HOW TO COMPLETE THIS TASK
Copy every line below precisely as it appears.

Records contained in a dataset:
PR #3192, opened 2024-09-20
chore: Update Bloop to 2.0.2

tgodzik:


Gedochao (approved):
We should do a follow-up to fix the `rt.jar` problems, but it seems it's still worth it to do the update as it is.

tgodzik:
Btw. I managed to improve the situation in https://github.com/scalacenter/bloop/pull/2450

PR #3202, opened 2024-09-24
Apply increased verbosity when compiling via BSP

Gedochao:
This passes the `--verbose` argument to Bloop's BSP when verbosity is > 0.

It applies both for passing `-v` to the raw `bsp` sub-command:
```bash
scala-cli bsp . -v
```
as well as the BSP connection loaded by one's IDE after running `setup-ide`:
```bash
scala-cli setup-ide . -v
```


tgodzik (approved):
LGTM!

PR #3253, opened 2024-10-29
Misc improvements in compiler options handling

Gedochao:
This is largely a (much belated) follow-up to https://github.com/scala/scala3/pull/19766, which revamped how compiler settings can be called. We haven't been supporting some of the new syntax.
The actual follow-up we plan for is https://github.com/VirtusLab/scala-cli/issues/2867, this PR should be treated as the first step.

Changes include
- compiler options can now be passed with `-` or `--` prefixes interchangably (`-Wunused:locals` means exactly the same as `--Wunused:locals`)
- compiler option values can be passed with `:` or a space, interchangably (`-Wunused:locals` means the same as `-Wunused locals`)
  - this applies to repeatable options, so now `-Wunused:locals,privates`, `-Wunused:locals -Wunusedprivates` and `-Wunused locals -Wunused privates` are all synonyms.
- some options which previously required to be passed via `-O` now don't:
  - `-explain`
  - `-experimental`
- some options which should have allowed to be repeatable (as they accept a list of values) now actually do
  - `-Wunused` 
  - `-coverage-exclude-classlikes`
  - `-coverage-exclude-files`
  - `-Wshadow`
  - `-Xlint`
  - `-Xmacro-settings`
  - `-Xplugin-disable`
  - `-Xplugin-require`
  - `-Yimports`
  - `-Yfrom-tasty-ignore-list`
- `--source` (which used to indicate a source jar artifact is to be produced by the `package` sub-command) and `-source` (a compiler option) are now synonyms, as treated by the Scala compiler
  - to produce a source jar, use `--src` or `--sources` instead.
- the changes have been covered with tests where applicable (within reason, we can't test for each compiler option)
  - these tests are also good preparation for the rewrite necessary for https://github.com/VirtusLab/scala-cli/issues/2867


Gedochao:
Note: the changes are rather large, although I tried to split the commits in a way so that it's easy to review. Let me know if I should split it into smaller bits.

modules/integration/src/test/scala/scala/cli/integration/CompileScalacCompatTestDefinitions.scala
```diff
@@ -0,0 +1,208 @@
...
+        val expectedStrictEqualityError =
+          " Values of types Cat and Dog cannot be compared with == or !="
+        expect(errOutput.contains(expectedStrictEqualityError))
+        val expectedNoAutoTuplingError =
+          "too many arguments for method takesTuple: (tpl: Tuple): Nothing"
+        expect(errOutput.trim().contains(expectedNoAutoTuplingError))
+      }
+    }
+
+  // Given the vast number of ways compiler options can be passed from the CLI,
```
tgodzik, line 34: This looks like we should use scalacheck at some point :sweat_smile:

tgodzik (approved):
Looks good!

WRITTEN SOLUTION
PR #3192, opened 2024-09-20
chore: Update Bloop to 2.0.2

tgodzik:


Gedochao (approved):
We should do a follow-up to fix the `rt.jar` problems, but it seems it's still worth it to do the update as it is.

tgodzik:
Btw. I managed to improve the situation in https://github.com/scalacenter/bloop/pull/2450

PR #3202, opened 2024-09-24
Apply increased verbosity when compiling via BSP

Gedochao:
This passes the `--verbose` argument to Bloop's BSP when verbosity is > 0.

It applies both for passing `-v` to the raw `bsp` sub-command:
```bash
scala-cli bsp . -v
```
as well as the BSP connection loaded by one's IDE after running `setup-ide`:
```bash
scala-cli setup-ide . -v
```


tgodzik (approved):
LGTM!

PR #3253, opened 2024-10-29
Misc improvements in compiler options handling

Gedochao:
This is largely a (much belated) follow-up to https://github.com/scala/scala3/pull/19766, which revamped how compiler settings can be called. We haven't been supporting some of the new syntax.
The actual follow-up we plan for is https://github.com/VirtusLab/scala-cli/issues/2867, this PR should be treated as the first step.

Changes include
- compiler options can now be passed with `-` or `--` prefixes interchangably (`-Wunused:locals` means exactly the same as `--Wunused:locals`)
- compiler option values can be passed with `:` or a space, interchangably (`-Wunused:locals` means the same as `-Wunused locals`)
  - this applies to repeatable options, so now `-Wunused:locals,privates`, `-Wunused:locals -Wunusedprivates` and `-Wunused locals -Wunused privates` are all synonyms.
- some options which previously required to be passed via `-O` now don't:
  - `-explain`
  - `-experimental`
- some options which should have allowed to be repeatable (as they accept a list of values) now actually do
  - `-Wunused` 
  - `-coverage-exclude-classlikes`
  - `-coverage-exclude-files`
  - `-Wshadow`
  - `-Xlint`
  - `-Xmacro-settings`
  - `-Xplugin-disable`
  - `-Xplugin-require`
  - `-Yimports`
  - `-Yfrom-tasty-ignore-list`
- `--source` (which used to indicate a source jar artifact is to be produced by the `package` sub-command) and `-source` (a compiler option) are now synonyms, as treated by the Scala compiler
  - to produce a source jar, use `--src` or `--sources` instead.
- the changes have been covered with tests where applicable (within reason, we can't test for each compiler option)
  - these tests are also good preparation for the rewrite necessary for https://github.com/VirtusLab/scala-cli/issues/2867


Gedochao:
Note: the changes are rather large, although I tried to split the commits in a way so that it's easy to review. Let me know if I should split it into smaller bits.

modules/integration/src/test/scala/scala/cli/integration/CompileScalacCompatTestDefinitions.scala
```diff
@@ -0,0 +1,208 @@
...
+        val expectedStrictEqualityError =
+          " Values of types Cat and Dog cannot be compared with == or !="
+        expect(errOutput.contains(expectedStrictEqualityError))
+        val expectedNoAutoTuplingError =
+          "too many arguments for method takesTuple: (tpl: Tuple): Nothing"
+        expect(errOutput.trim().contains(expectedNoAutoTuplingError))
+      }
+    }
+
+  // Given the vast number of ways compiler options can be passed from the CLI,
```
tgodzik, line 34: This looks like we should use scalacheck at some point :sweat_smile:

tgodzik (approved):
Looks good!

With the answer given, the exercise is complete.